SJR 39 is a bill that would add LGBT discrimination into the state constitution by way of a public vote. Missouri Senate Democrats held a record-breaking 39 hour filibuster of the anti-LGBT bill. Unfortunately, the Senate still forced a vote on the bill, and it was passed out of the Senate in a vote of 23-9.
SJR 39 attempts to add an amendment to the Missouri state constitution that would allow organizations and private businesses that provide wedding services to use religious beliefs in order to legally refuse service to same-sex couples. This includes bakeries and florists, but it could also include restaurants for your reception or dinner rehearsal or craft stores for your supplies. If passed in the House, this issue would be added immediately added to the August or November ballot, and your rights would be up for a public vote.
Currently, the Missouri Human Rights Act does not protect LGBT individuals and families. Without the Missouri Nondiscrimination Act (MONA), which we continue to work to pass, private businesses across the state already have the right to refuse services to LGBT people for any reason. However, many municipalities across Missouri do protect LGBT people. SJR 39 would make these municipalities unable to enforce their own ordinance.

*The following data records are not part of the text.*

PR #867, opened 2022-11-16
[rest.li] Add util class to convert generic List/Map to DataList/DataMap or vice versa

vshwnth2:
Currently, there are some internal implementations of this, but logic is pretty standard conversion between java and restli objects.

### DIFF
--- a/data/src/main/java/com/linkedin/util/DataComplexUtil.java
+++ b/data/src/main/java/com/linkedin/util/DataComplexUtil.java
@@ -1,0 +1,185 @@
+package com.linkedin.util;
+
+import com.linkedin.data.Data;
+import com.linkedin.data.DataList;
+import com.linkedin.data.DataMap;
+import com.linkedin.data.DataMapBuilder;
+import com.linkedin.data.collections.CheckedUtil;
+import com.linkedin.data.template.DataTemplateUtil;
+import java.util.ArrayList;
+import java.util.HashMap;
+import java.util.List;
+import java.util.Map;
+
+
+/**
+ * Utils to convert generic List/Map to DataList/DataMap or vice versa
+ */
+public class DataComplexUtil {
+
+  private DataComplexUtil() { }
+
+  /**
+   * Converts the input {@link Map} to a {@link DataMap} recursively.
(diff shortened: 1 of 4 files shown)


data/src/main/java/com/linkedin/util/DataComplexUtil.java
```diff
@@ -0,0 +1,187 @@
...
+import java.util.ArrayList;
+import java.util.HashMap;
+import java.util.List;
+import java.util.Map;
+
+
+/**
+ * Utils to convert generic List/Map to DataList/DataMap or vice versa
+ */
+public class DataComplexUtil {
```
saponniah, line 18: Can you move the relevant unit test from here?

https://git.corp.linkedin.com:1367/a/plugins/gitiles/multiproducts/graphql-infra/+/master/util/src/test/java/com/linkedin/graphql/DataComplexUtilTest.java

data/src/main/java/com/linkedin/util/DataComplexUtil.java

This means that across the state, including in cities where nondiscrimination ordinances already exist, like Kansas City, St. Louis, Columbia, Maplewood, Ferguson, Kirksville, and eight others, private businesses could use religious beliefs as a reason to refuse services to LGBT couples getting married. These could be refused to all same-sex couples, or just some couples, all at the whim of the owner.
Current laws already exempt pastors and religious organizations from nondiscrimination laws altogether. Pastors, clergy, and churches do not have to perform marriages of any kind, including for a same-sex couple.
This danger is expounded by the fact that this bill aims to add these harmful actions to our state constitution by a public vote.